I need to develop an app who support iOS 4 - iOS 7, is it possible to do it on XCode 5.0.2 on Mavericks?

The lowest deployment target xcode provide me is iOS 6.

In Project > Target > Build Settings > Architectures:

change the Architectures from Standard Architectures (including 64-bit) to Standard Architectures ,or if you want to support older devices, type armv6 armv7 armv7s in Others

Then, you can change the deployment target to lower versions (just type 4.0 or 4.3 in the Deployment Target box)

But why do you want to target iOS 4 still?

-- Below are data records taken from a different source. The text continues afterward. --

PR #426, opened 2021-01-31
origin-tests in a disconnected environment

sabinaaledort:


Makefile
```diff
@@ -40,6 +40,10 @@ origin-tests:
 	@echo "Running origin-tests"
 	ORIGIN_TESTS_FILTER="$(ORIGIN_TESTS_FILTER)" hack/run-origin-tests.sh
 
+mirror-origin-tests:
```
yuvalk, line 43: can we also have a target that does both?
mirror, then run tests in disocnnected mode from that repo

hack/mirror-origin-tests.sh
```diff
@@ -0,0 +1,74 @@
...
+
+skopeo_workdir=$(mktemp -d)
+mapping_file=$(mktemp)
+function finish {
+  rm -rf ${skopeo_workdir}
+  rm -f ${mapping_file}
+}
+trap finish EXIT
+
+MIRROR_ORIGIN_TESTS_OC_TOOL="${MIRROR_ORIGIN_TESTS_OC_TOOL:-oc}"
```
yuvalk, line 13: can this be a 'global' common in common.sh?
I think it is useful in many scripts.

hack/mirror-origin-tests.sh
```diff
@@ -0,0 +1,74 @@
...
+MIRROR_ORIGIN_TESTS_CONTAINER_MGMT_CLI="${MIRROR_ORIGIN_TESTS_CONTAINER_MGMT_CLI:-docker}"
```
yuvalk, line 14: same goes for this one. it's illogical to set docker for one script and podman (or other) for others.

hack/mirror-origin-tests.sh
```diff
@@ -0,0 +1,74 @@
...
+
+MIRROR_ORIGIN_TESTS_IN_CONTAINER="${MIRROR_ORIGIN_TESTS_IN_CONTAINER:-true}"
```
yuvalk, line 16: even this one can be made more global,
setting if we want to run things in containers or not

hack/mirror-origin-tests.sh
```diff
@@ -0,0 +1,74 @@
...
+MIRROR_ORIGIN_TESTS_IMAGE="${MIRROR_ORIGIN_TESTS_IMAGE:-quay.io/openshift/origin-tests:$OCP_VERSION}"
```
yuvalk, line 17: this one can be shared between the run and mirror
so they both use the same parameter name.

hack/mirror-origin-tests.sh
```diff
@@ -0,0 +1,74 @@
...
+      get_openshift_tests_binary $MIRROR_ORIGIN_TESTS_IMAGE ${skopeo_workdir}
+  fi
+
+  mkdir -p _cache/
+
+  ORIGIN_TESTS_CMD="_cache/tools/openshift-tests"
+fi
+
+$ORIGIN_TESTS_CMD images --to-repository $ORIGIN_TESTS_REPOSITORY > ${mapping_file}
+if [[ $? != 0 ]]; then
```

Yes, supporting iOS4 is possible, the problem is supporting ARMv6 (iPhone 3G and iPod Touch 2G). To support ARMv6, you need iOS SDK 5.x with is available in Xcode 4.4. But you also need to support the widescreen iPhone resolution, so you need to use two different Xcode versions for it

Try this , You will get the deployement Target till from lowerEnd . Its mainly due to the >XCode 5.0 choses by default architecture as including 64-bit this only supports >IOS 6.0

iPhone 5S is powered by A7 64bit processor. From apple docs

Xcode can build your app with both 32-bit and 64-bit binaries included. This combined binary requires a minimum deployment target of iOS 7 or later.

Note: A future version of Xcode will let you create a single app that supports the 32-bit runtime on iOS 6 and later, and that supports the 64-bit runtime on iOS 7.